Issue #995, opened 2023-12-14
feat: improve new user model onboarding experience


0xSage:
**Problem**
Right now, on a fresh install, the UX leads user to: 
0. Install Jan for the first tijme
1. See empty threads page
2. Go to Hub
3. Download Mistral
4. Go back to threads
5. Start chat
6. Chat default to GPT!
7. It obviously doesn't work because no api key is configured.
8. <img width="832" alt="image" src="https://github.com/janhq/jan/assets/69952136/5a0cd738-7dbb-4b25-84e1-860a0f44eeb4">
9. How do I use Mistral (the local model I just downloaded)?!
10. I go to system monitor. I see nothing.
11. I have to somehow discover Settings > models > click on breadcrumbs > start model
12. Go back to threads
13. Choose Mistral from Model > dropdown
14. Now I can use Mistral. Yikes

This onboarding experience is not good

**Success Criteria**
1. A clear user onboarding journey
2. Maybe land them in the hub to start
3. Always default to a local model (started is best)
4. If its a first model download, then autostart the model for the user!

**Additional context**
Related ticket about improving the remote model experience #994

PR #1009, opened 2023-12-14
fix: #995 - Fix onboarding state and model sorting

louis-jan:
## Description
According to #995, we should guide new users to download a local model. The local models should be prioritized on top of the model list.

This is just a patch for a hotfix, please help update accordingly with a better UX @imtuyethan @urmauur 

Screenshot 2023-12-14 at 15 28 58


louis-jan:
Typo, "don't have a local model yet"

urmauur (approved):

Issue #926, opened 2023-12-09
feat: app theme toggle should depend on our settings instead of Chrome


louis-jan:
**Problem**
We are toggling the app theme via native API, which would update browser theme. Its hard to maintain since these settings are web app scoped. 

Could we handle the theme ourselves instead of depending on Browser?
https://discord.com/channels/@me/1163308113810690118/1182908167533895680

Let's say we are going to reduce the API dependencies. (through IPC / REST)

The goal is to remove these
```ts
export enum AppRoute {
  setNativeThemeLight = 'setNativeThemeLight',
  setNativeThemeDark = 'setNativeThemeDark',
  setNativeThemeSystem = 'setNativeThemeSystem',
}
```

PR #1014, opened 2023-12-14
feat: app theme depend on local storage instead native theme electron

urmauur:
Fixing #926 

### Description 
Remove native theme electron and make theme toggle depend on `next-theme` based localstorage instead

### Test scenario 
- Open app, just make sure theme toggle works well


louis-jan (approved):
YAY, LGTM

PR #1023, opened 2023-12-15
chore: jan can see

louis-jan:
- [x] attach uploaded image as base 64 to request
- [ ] load model with mmproj


louis-jan:
```shell
curl -X POST 'http://127.0.0.1:3928/inferences/llamacpp/loadmodel' -H 'Content-Type: application/json' -d '{
   "llama_model_path": "/Users/**/Downloads/ggml-model-q4_k.gguf",
   "mmproj": "/Users/**/Downloads/mmproj-model-f16.gguf",
   "ctx_len": 2048,
   "ngl": 100,
   "cont_batching": false,
   "embedding": false,
   "system_prompt": "",
   "user_prompt": "\n### Instruction:\n",
   "ai_prompt": "\n### Response:\n"
 }'
```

· · ·

Exercise details: Nothing but an exact copy of the lines from the start of the entries through the line containing "7. It obviously" belongs in the response.

Exercise output:
Issue #995, opened 2023-12-14
feat: improve new user model onboarding experience


0xSage:
**Problem**
Right now, on a fresh install, the UX leads user to: 
0. Install Jan for the first tijme
1. See empty threads page
2. Go to Hub
3. Download Mistral
4. Go back to threads
5. Start chat
6. Chat default to GPT!
7. It obviously doesn't work because no api key is configured.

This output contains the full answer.